To calculate the overall star rating and percentage breakdown by star, we don’t use a simple average. Instead, our system considers things like how recent a review is and if the reviewer bought the item on Amazon. It also analyzed reviews to verify trustworthiness.
Learn more how customers reviews work on Amazon-
Top reviews
Top reviews from the United States
There was a problem filtering reviews right now. Please try again later.
There are many good sources to assist you as you work your way through the Divine Comedy. This is one of the best. Even if you have read Dante in the past, this is definitely worth reading. My copy is so tatered from referencing it that I am believe I am going to have to get another copy soon.
It appears to have been written with educators, high school teachers at least, in mind, for at the end of each chapter there are a list of study questions.
The writing is clear but occasionally condescending—there are several instance in which Mr. Raffa speaks down to the reader by offering information on biblical references that anyone with a passing acquaintance of Western intellectual history would have, or could easily look up. For this reason this book has lost one star in its rating. There may, of course, be those who miss these references but how could they be interested in Dante? Personal opinion, but, really, how can you be interested in the Divine Comedy without at least an intellectual interest in religion?
Excepting the above, mild, criticism this is an excellent work and a very good entry point for any reader interested in digging deeper into Dante than the text.
Rating 4 out of 5 stars
Flipping through critical books on the library's shelves, I encountered Raffa's book along with two others and headed home. Within days, it was immediately apparent that THIS was THE book I myself needed to catapult myself over whatever obstacles which I had perceived there to be. Indeed I purchased a copy through Amazon of which I made photocopies of a few pages for a young student. Next I purchased for him his own copy.

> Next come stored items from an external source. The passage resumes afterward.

PR #695, opened 2020-09-21
Keyboard: Add Movable interface to be implemented by page objects

wmanley:
This allows page objects to override the mechanism for doing `press`es.


_stbt/keyboard.py
```diff
@@ -604,9 +601,7 @@ def enter_text(self, text, page, verify_every_keypress=False):
         for letter in text:
             page = self.navigate_to({"text": letter},
                                     page, verify_every_keypress)
-            stbt.press_and_wait("KEY_OK", mask=self.mask, stable_secs=0.5,  # pylint:disable=stbt-unused-return-value
-                                timeout_secs=1)
-            page = page.refresh()
+            page = self._move_one(page, "KEY_OK")
```
drothlis, line 604: This is a change in behaviour: We are now asserting the `press_and_wait` result, and we increased `timeout_secs` to 10.

If you have specified a mask that excludes the text box where the typed-text goes —a common thing to exclude, because it usually has a blinking cursor that breaks `press_and_wait` when used for navigation— then this will fail.

It seems that `move_one` isn't the right abstraction for this operation, which isn't about moving (maybe it "moves" —i.e. changes to a different key— if you're in shift mode or if you're pressing OK on a mode-change key, but most of the time it doesn't). Because of the short timeout and lack of `assert`, this use of `press_and_wait` should be OK even for UIs with transparency or some other reason why `press_and_wait` won't work for navigation.

drothlis: Note: This used to be a plain `stbt.press("KEY_OK")` (sometimes with `interpress_delay_secs=1`) before I added support for shift modes (see commit 07555d0). I wonder if it would make sense to check whether the node we're on has an outgoing edge labelled with `key="KEY_OK"` and use that information to choose `press` vs. `press_and_wait`. It would make `enter_text` a tiny bit faster, by not having to call `page.refresh()`.

PR #701, opened 2020-10-26
Logging tweaks

drothlis:


_stbt/imgutils.py
```diff
@@ -119,6 +122,9 @@ def __repr__(self):
         return "<Image(filename=%r, dimensions=%s)>" % (
             self.filename, dimensions)
```
wmanley, line 123: relative_filename would be good here I think.

PR #704, opened 2020-11-06
Image logging: Use relative_filename where appropriate

wmanley:
If an image is in the test pack then we will print the name relative to
the test-pack root.  This is more useful for logging as it's unambiguous
which image is being used.


drothlis:
I hadn't done this initially because I didn't want the value in the debug logging to be different than the real value of the `filename` attribute, and I didn't want to bloat the logging by saying `relative_filename=...` instead of `filename=...`. But now I think it's worth it for the convenience.

PR #706, opened 2020-12-06
stbt.Keyboard: More robust for slow/buggy keyboards

drothlis:
I was testing the Search keyboard on a Comcast Xfinity box. This has the keys in a single line A - Z so there can be a lot of keypresses to get to the next letter. When `verify_every_keypress=False`, the selection can settle on one of the intermediate letters for long enough to trick our `stable_secs=0.5`, causing the test to fail. After the test failed, the selection carried on moving and did reach the expected target.

I tried increasing stable_secs to 1. This made it fail less often, but it still happens sometimes. Setting `verify_every_keypress=True` fixes this problem but makes it intolerably slow. I don't want to increase stable_secs for every letter because this would slow it down unnecessarily in the usual, successful case.

### DIFF
--- a/_stbt/android.py
+++ b/_stbt/android.py
@@ -154,7 +154,7 @@ class AdbDevice(object):
 
         if _config is None:
             import _stbt.config
-            _config = _stbt.config._config_init()  # pylint:disable=protected-access
+            _config = _stbt.config._config_init()
 
         self.adb_server = adb_server or _config.get("android", "adb_server",
                                                     fallback=None)
--- a/_stbt/core.py
+++ b/_stbt/core.py
@@ -678,7 +678,7 @@ class Display(object):
         frame.flags.writeable = False
 
         # See also: logging.draw_on
-        frame._draw_sink = weakref.ref(self._sink_pipeline)  # pylint: disable=protected-access
+        frame._draw_sink = weakref.ref(self._sink_pipeline)
         self.tell_user_thread(frame)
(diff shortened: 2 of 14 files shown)


drothlis:
I'm having an issue that (I think) is caused by the difference in diff algorithm between press_and_wait (MotionDiff) vs. find_selection_from_background used in the page object's `selection` property.

**stable_frame.png**
stable_frame

**screenshot.png**
screenshot

As you can see, the "selection" bar has moved slightly, and the "?123" text has changed colour, but MotionDiff doesn't consider either of those significant.

The problem is that the `selection` diff finds a region that encompasses both ?123 and A, and fails its max_size requirement.

drothlis:
### MotionDiff

detect_motion: Didn't find motion

ROI Gray:
image

Previous frame ROI Gray:
image

Absolute difference:
image

Threshold (noise_threshold=0.84):
image

Eroded:
image

drothlis:
If I change the MotionDiff algorithm to use colour distance instead of converting to grayscale and taking the absdiff:

Previous frame:
image

Differences:
image

Differences above threshold (25):
image

After opening:
image

drothlis:
#695 would also help here.

drothlis:
Rebased onto master to fix conflicts with #722.

drothlis:
One of our customers has been using this version of stbt.Keyboard for 6 months and it has fixed the issues it was intended to fix, so I'm going to merge it.

PR #707, opened 2020-12-08
MotionDiff: Take color information into account

drothlis:
Previously, MotionDiff converts the 2 frames to grayscale before comparing them. This means that it doesn't catch text in 2 different colors, but with similar overall intensity. The new algorithm does a simple color distance calculation (consistent with `find_selection_from_background` and with OCR's `text_color` parameter) before doing the threshold.

Along with this, the parameter name has changed from `noise_threshold` to `threshold` and its range has changed from [1.0, 0.0] to [0, 255].

I have copied the old implementation as `GrayscaleDiff`. This allows existing users to upgrade to v33 while still keeping the old behaviour, by running the following code early, for example at the top level of `tests/__init__.py` (this is similar to what we did for `press_and_wait` when we changed its algorithm in v32):

    stbt.detect_motion.differ = stbt.GrayscaleDiff

TODO:

- [ ] Tests.
- [ ] Check debug html.
- [ ] Validate threshold with real-life use of `wait_for_motion`.

### DIFF
--- a/_stbt/diff.py
+++ b/_stbt/diff.py
@@ -80,16 +80,147 @@ class FrameDiffer(object):
 
 
 class MotionDiff(FrameDiffer):
-    """The `wait_for_motion` diffing algorithm."""
+    """Compares 2 frames by calculating the color-distance between them.
+
+    The algorithm is a simple color distance calculation. Conceptually, for
+    each pair of corresponding pixels in the 2 frames we perform the following
+    calculations:
+
+    - Calculate the squared difference separately for each color channel.
+    - Sum the 3 results (for the 3 colour channels).
+    - Normalise back to the original range (0-255) by dividing by 3 and taking
+      the square root.
+    - Compare against the specified threshold. Pixel values greater than the
+      threshold are counted as differences (that is, motion).
+
+    Then, an "erode" operation removes differences that are only 1 pixel wide
+    or high. If any differences remain, the 2 frames are considered different.
+
+    This is the default diffing algorithm for `wait_for_motion`,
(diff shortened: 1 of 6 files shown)


drothlis:
The new algorithm is more strict (it will detect motion that before would have been ignored).

Also the threshold of 25 is more strict: (1 - the previous noise_threshold of 0.84) * 255 = 40.8.
I chose 25 for consistency with `find_selection_from_background` and OCR's `text_color_threshold`.

drothlis:
I was having an issue that (I think) is caused by the difference in diff algorithm between press_and_wait (MotionDiff) vs. find_selection_from_background used in the page object's `selection` property.

**stable_frame.png**
stable_frame

**screenshot.png**
screenshot

As you can see, the "selection" bar has moved slightly, and the "?123" text has changed colour, but MotionDiff doesn't consider either of those significant.

The problem is that the `selection` diff finds a region that encompasses both ?123 and A, and fails its max_size requirement.

---

### MotionDiff

detect_motion: Didn't find motion

ROI Gray:
image

Previous frame ROI Gray:
image

Absolute difference:
image

Threshold (noise_threshold=0.84):
image

Eroded:
image

---

If I change the MotionDiff algorithm to use colour distance instead of converting to grayscale and taking the absdiff:

Previous frame:
image

Differences:
image

Differences above threshold (25):
image

After opening:
image

drothlis:
I extracted the GrayscaleDiff refactorings & fixes to #775 (merged); rebased this onto "main" and reduced the scope so that we're only adding the new differ, but not making it the default.

PR #708, opened 2020-12-08
ocr: text_color_threshold=None lets tesseract do the threshold

drothlis:
...after we've done our color distance.

TODO:

- [x] See if doing text_color difference but letting Tesseract do the threshold gives OK result on `tests/ocr/Buy 14.99 HD.png`. **Yes it does**
- [x] Consider changing stbt.ocr's behaviour when `text_color_threshold=None`.
- [x] Do read default value from config, to provide a migration path / backward compatibility when upgrading to v33.
- [x] Find more examples / add unit tests.

Unfortunately letting Tesseract do its own binarisation after applying our text_color color distance, usually has the same problem that we had when we don't do the color distance at all. I have addded tests in the latest commit to demonstrate this.


drothlis:
In `tests/ocr/Buy 14.99 HD.png` there are some very faint pixels around the letters, and Tesseract's binarisation algorithm thinks they are foreground pixels:

image

drothlis:
Letting Tesseract do its own binarisation after applying our `text_color` color distance, usually has the same problem that we had when we don't do the color distance at all. I have addded tests in the latest commit to demonstrate this.

drothlis:
See also #537 where I did exactly the same experiment and reached the same conclusion, 2 years earlier.

PR #709, opened 2020-12-14
pip package: Make lxml and Jinja optional dependencies

wmanley:
Saves having to download and install `libxml2` with pip.  We usually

At the same time,I had ordered another book by a notable and widely respected academic company; it was a compilation of essays about Dante, his life, his time, his sources and his legacy. Raffa's book, however, rendered Dante accessible for the beginning student. I recommend it highly.
R. A. Sheehan, Ph.D.
The Complete DanteWorlds by Guy P. Raffa is the perfect guide to the Divine Comedy. In this adaptation of his website, Raffa takes the reader through each section of Hell, Purgatory, and Paradise, explaining who every person or creature Dante encounters is and every allusion made in his poem. He clarifies some of the more obscure points in the poem and generally greatly enriches the experience of reading Dante. Don't go to Hell without it!
I recommend this title for use along with Dante in absolute spades.